- **Listed records**:
PR #916, opened 2016-08-06
 Default jUnit XML files Match Feature Basename

### LINKED ISSUE #915: Default jUnit XML files Match Feature Basename
Problem:
The jUnit XML file output by Behat creates a single file name 'default.xml' which is problematic with multiple behat feature files. 

Solution: 
Have the default XML files match the original feature file name

generalconsensus:
fixes #915

### DIFF
--- a/src/Behat/Behat/Output/Node/EventListener/JUnit/JUnitOutlineStoreListener.php
+++ b/src/Behat/Behat/Output/Node/EventListener/JUnit/JUnitOutlineStoreListener.php
@@ -56,7 +56,7 @@ final class JUnitOutlineStoreListener implements EventListener
     {
         $this->captureOutlineOnBeforeOutlineEvent($event);
         if ($event instanceof SuiteTested) {
-            setFormatterFileName($event, $formatter);
+            $formatter->fileName = $this->getFormatterFileName($event);
         }
 
         $this->printHeaderOnBeforeSuiteTestedEvent($formatter, $event);
@@ -64,17 +64,16 @@ final class JUnitOutlineStoreListener implements EventListener
     }
 
     /**
-     * Get FeatureNode from within Event
+     * Get FeatureNode from within Event and return the feature path name.
      *
      * @param Event $event
      */
-    private function setFormatterFileName(Event $event, Formatter $formatter) {
+    private function getFormatterFileName(Event $event) 
+    {
         foreach ($event->getSpecificationIterator() as $node) {
             if ($node instanceof FeatureNode) {
                 $path = pathinfo($node->getFile(), PATHINFO_FILENAME);
-                if (!empty($path)) {
-                    $formatter->fileName = $path;
-                }
+                return !empty($path) ? $path : NULL;
             }
         }
     }
--- a/src/Behat/Behat/Output/Node/EventListener/JUnit/JUnitOutlineStoreListener.php
+++ b/src/Behat/Behat/Output/Node/EventListener/JUnit/JUnitOutlineStoreListener.php
@@ -19,6 +19,7 @@ use Behat\Testwork\EventDispatcher\Event\BeforeSuiteTested;
 use Behat\Testwork\Output\Formatter;
 use Behat\Testwork\Output\Node\EventListener\EventListener;
 use Symfony\Component\EventDispatcher\Event;
+use Behat\Behat\Gherkin\Specification\LazyFeatureIterator;
 
 /**
  * Listens for Outline events store the current one
@@ -53,7 +54,21 @@ final class JUnitOutlineStoreListener implements EventListener
      */
     public function listenEvent(Formatter $formatter, Event $event, $eventName)
     {
-        $this->captureOutlineOnBeforeOutlineEvent($event);
+      $this->captureOutlineOnBeforeOutlineEvent($event);
+      if (method_exists($event, 'getSpecificationIterator')) {
+        $iterators = $event->getSpecificationIterator();
+        foreach ($iterators as $iterator) {
+          if ($iterator instanceof FeatureNode){
+            $file = $iterator->getFile();
+            if (!empty($file)) {
+              $path_parts = pathinfo($file);
+              if (!empty($path_parts['filename'])) {
+                $formatter->fileName = $path_parts['filename'];
+              }
+            }
+          }
+        }
+      }
 
         $this->printHeaderOnBeforeSuiteTestedEvent($formatter, $event);
         $this->printFooterOnAfterSuiteTestedEvent($formatter, $event);
--- a/src/Behat/Behat/Output/Node/EventListener/JUnit/JUnitOutlineStoreListener.php
+++ b/src/Behat/Behat/Output/Node/EventListener/JUnit/JUnitOutlineStoreListener.php
@@ -19,7 +19,7 @@ use Behat\Testwork\EventDispatcher\Event\BeforeSuiteTested;
 use Behat\Testwork\Output\Formatter;
 use Behat\Testwork\Output\Node\EventListener\EventListener;
 use Symfony\Component\EventDispatcher\Event;
-use Behat\Behat\Gherkin\Specification\LazyFeatureIterator;
+use Behat\Gherkin\Node\FeatureNode;
 
 /**
  * Listens for Outline events store the current one
@@ -55,13 +55,13 @@ final class JUnitOutlineStoreListener implements EventListener
     public function listenEvent(Formatter $formatter, Event $event, $eventName)
     {
       $this->captureOutlineOnBeforeOutlineEvent($event);
-      if (method_exists($event, 'getSpecificationIterator')) {
-        $class = 'Behat\Gherkin\Node\FeatureNode';
-        foreach ($event->getSpecificationIterator() as $iterator) {
-          if ($iterator instanceof $class) {
-            $file = $iterator->getFile();
-            if (($path_parts = pathinfo($file)) && !empty($path_parts['filename'])) {
-              $formatter->fileName = $path_parts['filename'];
+      if ($event instanceof SuiteTested) {
+        foreach ($event->getSpecificationIterator() as $node) {
+          if ($node instanceof FeatureNode) {
+            $file = $node->getFile();
+            $path = pathinfo($file, PATHINFO_FILENAME);
+            if (!empty($path)) {
+              $formatter->fileName = $path;
             }
           }
         }
--- a/src/Behat/Behat/Output/Node/EventListener/JUnit/JUnitOutlineStoreListener.php
+++ b/src/Behat/Behat/Output/Node/EventListener/JUnit/JUnitOutlineStoreListener.php
@@ -56,15 +56,12 @@ final class JUnitOutlineStoreListener implements EventListener
     {
       $this->captureOutlineOnBeforeOutlineEvent($event);
       if (method_exists($event, 'getSpecificationIterator')) {
-        $iterators = $event->getSpecificationIterator();
-        foreach ($iterators as $iterator) {
-          if ($iterator instanceof FeatureNode){
+        $class = 'Behat\Gherkin\Node\FeatureNode';
+        foreach ($event->getSpecificationIterator() as $iterator) {
+          if ($iterator instanceof $class) {
             $file = $iterator->getFile();
-            if (!empty($file)) {
-              $path_parts = pathinfo($file);
-              if (!empty($path_parts['filename'])) {
-                $formatter->fileName = $path_parts['filename'];
-              }
+            if (($path_parts = pathinfo($file)) && !empty($path_parts['filename'])) {
+              $formatter->fileName = $path_parts['filename'];
             }
           }
         }
--- a/src/Behat/Behat/Output/Node/EventListener/JUnit/JUnitOutlineStoreListener.php
+++ b/src/Behat/Behat/Output/Node/EventListener/JUnit/JUnitOutlineStoreListener.php
@@ -54,21 +54,29 @@ final class JUnitOutlineStoreListener implements EventListener
      */
     public function listenEvent(Formatter $formatter, Event $event, $eventName)
     {
-      $this->captureOutlineOnBeforeOutlineEvent($event);
-      if ($event instanceof SuiteTested) {
-        foreach ($event->getSpecificationIterator() as $node) {
-          if ($node instanceof FeatureNode) {
-            $file = $node->getFile();
-            $path = pathinfo($file, PATHINFO_FILENAME);
-            if (!empty($path)) {
-              $formatter->fileName = $path;
-            }
-          }
+        $this->captureOutlineOnBeforeOutlineEvent($event);
+        if ($event instanceof SuiteTested) {
+            setFormatterFileName($event, $formatter);
         }
-      }
 
         $this->printHeaderOnBeforeSuiteTestedEvent($formatter, $event);
         $this->printFooterOnAfterSuiteTestedEvent($formatter, $event);
+    }
+
+    /**
+     * Get FeatureNode from within Event
+     *
+     * @param Event $event
+     */
+    private function setFormatterFileName(Event $event, Formatter $formatter) {
+        foreach ($event->getSpecificationIterator() as $node) {
+            if ($node instanceof FeatureNode) {
+                $path = pathinfo($node->getFile(), PATHINFO_FILENAME);
+                if (!empty($path)) {
+                    $formatter->fileName = $path;
+                }
+            }
+        }
     }
 
     /**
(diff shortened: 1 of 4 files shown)


src/Behat/Behat/Output/Node/EventListener/JUnit/JUnitOutlineStoreListener.php
```diff
@@ -53,7 +54,21 @@ public function __construct(SuitePrinter $suitePrinter)
...
+            $file = $iterator->getFile();
+            if (!empty($file)) {
+              $path_parts = pathinfo($file);
+              if (!empty($path_parts['filename'])) {
+                $formatter->fileName = $path_parts['filename'];
+              }
+            }
+          }
+        }
+      }
```
everzet: Coding style is broken. Please follow PSR-0

everzet: Also, refactoring drastically needed. Too many nested ifs

sroze:
It would be good to add some tests too.

generalconsensus:
Not quite clear on how to follow PSR-0, but I did refactor the if statements. Please advise

src/Behat/Behat/Output/Node/EventListener/JUnit/JUnitOutlineStoreListener.php
```diff
@@ -53,7 +54,18 @@ public function __construct(SuitePrinter $suitePrinter)
...
     public function listenEvent(Formatter $formatter, Event $event, $eventName)
     {
-        $this->captureOutlineOnBeforeOutlineEvent($event);
+      $this->captureOutlineOnBeforeOutlineEvent($event);
+      if (method_exists($event, 'getSpecificationIterator')) {
+        $class = 'Behat\Gherkin\Node\FeatureNode';
+        foreach ($event->getSpecificationIterator() as $iterator) {
+          if ($iterator instanceof $class) {
+            $file = $iterator->getFile();
+            if (($path_parts = pathinfo($file)) && !empty($path_parts['filename'])) {
```
sroze: You can get the file name directly with `pathinfo($file, PATHINFO_FILENAME)`

src/Behat/Behat/Output/Node/EventListener/JUnit/JUnitOutlineStoreListener.php
```diff
@@ -53,7 +54,18 @@ public function __construct(SuitePrinter $suitePrinter)
      */
     public function listenEvent(Formatter $formatter, Event $event, $eventName)
     {
-        $this->captureOutlineOnBeforeOutlineEvent($event);
+      $this->captureOutlineOnBeforeOutlineEvent($event);
+      if (method_exists($event, 'getSpecificationIterator')) {
+        $class = 'Behat\Gherkin\Node\FeatureNode';
+        foreach ($event->getSpecificationIterator() as $iterator) {
```
sroze: I would name the variable `$iterator` as `$node` instead as this iterator return `Node`s.

src/Behat/Behat/Output/Node/EventListener/JUnit/JUnitOutlineStoreListener.php
```diff
@@ -53,7 +54,18 @@ public function __construct(SuitePrinter $suitePrinter)
      */
     public function listenEvent(Formatter $formatter, Event $event, $eventName)
     {
-        $this->captureOutlineOnBeforeOutlineEvent($event);
+      $this->captureOutlineOnBeforeOutlineEvent($event);
+      if (method_exists($event, 'getSpecificationIterator')) {
+        $class = 'Behat\Gherkin\Node\FeatureNode';
```
sroze: No sure why you need this class in a variable...?

src/Behat/Behat/Output/Node/EventListener/JUnit/JUnitOutlineStoreListener.php
```diff
@@ -19,6 +19,7 @@
 use Behat\Testwork\Output\Formatter;
 use Behat\Testwork\Output\Node\EventListener\EventListener;
 use Symfony\Component\EventDispatcher\Event;
+use Behat\Behat\Gherkin\Specification\LazyFeatureIterator;
```
sroze: This is a useless `use` as you don't use the class.

src/Behat/Behat/Output/Node/Printer/JUnit/JUnitSuitePrinter.php
```diff
@@ -44,7 +44,11 @@ public function printHeader(Formatter $formatter, Suite $suite)
 
         /** @var JUnitOutputPrinter $outputPrinter */
         $outputPrinter = $formatter->getOutputPrinter();
-        $outputPrinter->createNewFile($suite->getName());
+        if (!empty($formatter->fileName)) {
+          $outputPrinter->createNewFile($formatter->fileName);
```
sroze: Could you use only one `createNewFile` call, such as:
```php
$outputPrinter->createNewFile($formatter->fileName ?: $suite->getName());
```
(or put the filename in a variable is you prefer.

src/Behat/Behat/Output/Node/EventListener/JUnit/JUnitOutlineStoreListener.php
```diff
@@ -53,7 +54,18 @@ public function __construct(SuitePrinter $suitePrinter)
      */
     public function listenEvent(Formatter $formatter, Event $event, $eventName)
     {
-        $this->captureOutlineOnBeforeOutlineEvent($event);
+      $this->captureOutlineOnBeforeOutlineEvent($event);
+      if (method_exists($event, 'getSpecificationIterator')) {
```
sroze: Instead of this method check, I would check if the event is an instance of the [`SuiteTested` class](https://github.com/Behat/Behat/blob/fb3241979bd080ac17f157244e9d6fc84a22bf9d/src/Behat/Testwork/EventDispatcher/Event/SuiteTested.php).

sroze: Instead of this method check, I would check if the event is an instance of the [`SuiteTested` class](https://github.com/Behat/Behat/blob/fb3241979bd080ac17f157244e9d6fc84a22bf9d/src/Behat/Testwork/EventDispatcher/Event/SuiteTested.php), that way you are sure that the return value is the expected type.

Even better (but not mandatory here I would say - @everzet to confirm) would be to introduce an interface for the events that contains this method, such as the [hook `SuiteScope` interface](https://github.com/Behat/Behat/blob/fb3241979bd080ac17f157244e9d6fc84a22bf9d/src/Behat/Testwork/Hook/Scope/SuiteScope.php).

generalconsensus:
@sroze First time contributor to Behat. Points well taken! Let me know what you think of the changes?

sroze:
Now you need to follow the PSR-2, I believe that @everzet's mention of PSR-0 was a typo. Basically, at least the 4 spaces indentation :wink:

src/Behat/Behat/Output/Node/EventListener/JUnit/JUnitOutlineStoreListener.php
```diff
@@ -53,7 +54,18 @@ public function __construct(SuitePrinter $suitePrinter)
      */
     public function listenEvent(Formatter $formatter, Event $event, $eventName)
     {
-        $this->captureOutlineOnBeforeOutlineEvent($event);
+      $this->captureOutlineOnBeforeOutlineEvent($event);
+      if ($event instanceof SuiteTested) {
+        foreach ($event->getSpecificationIterator() as $node) {
```
sroze: Can you isolate the `foreach` loop into a dedicated method on the class? An explicit name (as you can see on other methods of this class) is required tho

src/Behat/Behat/Output/Node/EventListener/JUnit/JUnitOutlineStoreListener.php
```diff
@@ -53,7 +54,18 @@ public function __construct(SuitePrinter $suitePrinter)
...
+          if ($node instanceof FeatureNode) {
```
sroze: I personally prefer to `continue` if not `instanceof`. That helps readability by reducing the depth of indentation.

src/Behat/Behat/Output/Node/EventListener/JUnit/JUnitOutlineStoreListener.php
```diff
@@ -53,7 +54,18 @@ public function __construct(SuitePrinter $suitePrinter)
...
+            $file = $node->getFile();
```
sroze: Not sure that you need this variable now as you use it only once

src/Behat/Behat/Output/Node/Printer/JUnit/JUnitSuitePrinter.php
```diff
@@ -44,7 +44,7 @@ public function printHeader(Formatter $formatter, Suite $suite)
 
         /** @var JUnitOutputPrinter $outputPrinter */
         $outputPrinter = $formatter->getOutputPrinter();
-        $outputPrinter->createNewFile($suite->getName());
+        $outputPrinter->createNewFile((!empty($formatter->fileName) && $formatter->fileName) ? $formatter->fileName : $suite->getName());
```
sroze: You probably only need the `empty` test here

src/Behat/Behat/Output/Node/EventListener/JUnit/JUnitOutlineStoreListener.php
```diff
@@ -54,12 +55,31 @@ public function __construct(SuitePrinter $suitePrinter)
     public function listenEvent(Formatter $formatter, Event $event, $eventName)
     {
         $this->captureOutlineOnBeforeOutlineEvent($event);
+        if ($event instanceof SuiteTested) {
+            setFormatterFileName($event, $formatter);
```
sroze: Please write a test for the feature you introduced/changed. You'll see that it is not working and that you are missing an obvious `$this->` here ;-)

src/Behat/Behat/Output/Node/EventListener/JUnit/JUnitOutlineStoreListener.php
```diff
@@ -54,12 +55,31 @@ public function __construct(SuitePrinter $suitePrinter)
...
         $this->printHeaderOnBeforeSuiteTestedEvent($formatter, $event);
         $this->printFooterOnAfterSuiteTestedEvent($formatter, $event);
     }
 
     /**
+     * Get FeatureNode from within Event
+     *
+     * @param Event $event
+     */
+    private function setFormatterFileName(Event $event, Formatter $formatter) {
```
sroze: You need to add a new line before `{`

src/Behat/Behat/Output/Node/EventListener/JUnit/JUnitOutlineStoreListener.php
sroze: I would also prefer having a method that returns the formater fileName and you simply assign the returned value of this method to `$formatter->fileName` (so you don't have to pass the `Formatter` object to your method)

src/Behat/Behat/Output/Node/EventListener/JUnit/JUnitOutlineStoreListener.php
```diff
@@ -56,25 +56,24 @@ public function listenEvent(Formatter $formatter, Event $event, $eventName)
...
-    private function setFormatterFileName(Event $event, Formatter $formatter) {
+    private function getFormatterFileName(Event $event) 
+    {
         foreach ($event->getSpecificationIterator() as $node) {
             if ($node instanceof FeatureNode) {
                 $path = pathinfo($node->getFile(), PATHINFO_FILENAME);
-                if (!empty($path)) {
-                    $formatter->fileName = $path;
-                }
+                return !empty($path) ? $path : NULL;
```
sroze: If would `return` only if the path is not empty so it would try for the next `FeatureNode` in the iterator. And if not not empty path is found then it will return `null` by default.

sroze:
I will ask you again to add some tests to prove that your feature is working and to prevent anybody to break it in the future. No tests on a testing framework sounds bad ;-P

everzet:
@generalconsensus thanks for contributing for the first time!

There are couple of design issues with your PR. I would be happy to either fix them myself for you or give you indication and explanation on how/why to fix them (as a coaching exercise). Either way is fine with me :)

generalconsensus:
@everzet Thank you! Yes to coaching exercise! Let me know how I can make this PR work for Behat!

src/Behat/Behat/Output/Node/Printer/JUnit/JUnitSuitePrinter.php
```diff
@@ -44,7 +44,7 @@ public function printHeader(Formatter $formatter, Suite $suite)
 
         /** @var JUnitOutputPrinter $outputPrinter */
         $outputPrinter = $formatter->getOutputPrinter();
-        $outputPrinter->createNewFile($suite->getName());
+        $outputPrinter->createNewFile(!empty($formatter->fileName) ? $formatter->fileName : $suite->getName());
```
everzet: Here. Use delegation instead of control (also known as "Tell, don't ask" principle).

Can you refactor this piece of code to avoid employing creating and reading public properties from the formatter?

generalconsensus:
@everzet I believe this is what you are looking for, please advise

src/Behat/Behat/Output/Node/Printer/JUnit/JUnitSuitePrinter.php
```diff
@@ -44,7 +44,7 @@ public function printHeader(Formatter $formatter, Suite $suite)
 
         /** @var JUnitOutputPrinter $outputPrinter */
         $outputPrinter = $formatter->getOutputPrinter();
-        $outputPrinter->createNewFile(!empty($formatter->fileName) ? $formatter->fileName : $suite->getName());
+        $outputPrinter->createNewFile(!empty($name = $formatter->getName()) ? $name : $suite->getName());
```
everzet: 1. You are asking `$formatter` to give you the name
2. You are also asking `$suite` to give you the name
3. You then create a file name on the spot from these two pieces of information

You basically just asked a person to hand you over their phone just to check the current time. Instead of simply asking the person what time is it. Imagine next time person forgets his phone at his desk, but still does wear a watch on his hand - your time-asking routine will completely fail, even though person *can* technically tell you what time is it. If only you asked...

You have `$formatter`, you have `$suite`, you have a behaviour of figuring out the filename based on the information these two have. Give that behaviour a name (e.g. `generateFilename()`) and assign it to one of these two objects (e.g. `$formatter->generateFilenameFor($suite)`).

Tell objects to tell you the time, don't ask for their phone to check the time...

generalconsensus:
Please let me know if this is a better design pattern

src/Behat/Testwork/Output/Formatter.php
```diff
@@ -30,6 +30,13 @@
     public function getName();
 
     /**
+     * Returns file name.
+     * @param string $suite
+     * @return string
+     */
+    public function generateFilenameFor($suite);
```
everzet: Adding new methods to existing interfaces would be a BC break. Besides that, `generateFilenameFor()` seems to be a very-specific behaviour for a particular formatter, not all formatters in general.

src/Behat/Testwork/Output/NodeEventListeningFormatter.php
```diff
@@ -95,6 +99,14 @@ public function getName()
     /**
      * {@inheritdoc}
      */
+    public function generateFilenameFor($suite)
```
everzet: Please typehint the `$suite` variable.

src/Behat/Testwork/Output/Formatter.php
generalconsensus: I'm not quite clear on the best way forward with this -- I see that the PassthroughFormatter is another Formatter that I should be concerned with. Should I call the generateFilenameFor() method only when I know the $formatter is the NodeEventListeningFromatter class?

everzet:
@generalconsensus I went through your solution thoroughly and am afraid it wouldn't work as you probably expect it to.

First of all, you're still interacting with `SuiteTested`. That event is fired *after* all features in a suite were tested.

You also change the behaviour of `JUnitSuitePrinter::printHeader()` function to use the feature filename instead of suite name. `JUnitSuitePrinter::printHeader()` is called *once* before the suite execution. That filename you generate will be shared across all features in the suite.

This all means that if you have 1 suite with 3 features, you will still get 1 xml file at the end. All you did is made that 1 xml file to be named with a first feature filename instead of suite name.

If you want to actually proceed with your idea, I'd suggest you to extend the test case and focus on describing how the new functionality will work with suites, features and files. Use https://github.com/Behat/Behat/blob/master/features/junit_format.feature as a starting point.

everzet:
I'm closing this PR as it goes in the wrong direction. @generalconsensus please feel free to open another PR when you've written examples on how your change will work in the following cases:

* 1 suite with 1 feature
* 1 suite with 0 features
* 1 suite with 3 features
* 2 suites, 1 with 3 features, 1 with 2

We would be happy to help from that point. But until then you need to do some initial thinking on your own :)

- **Required work**:
Within the data, how many lines hold the word "these"? State the number alone.

- **Answer to the exercise**:
2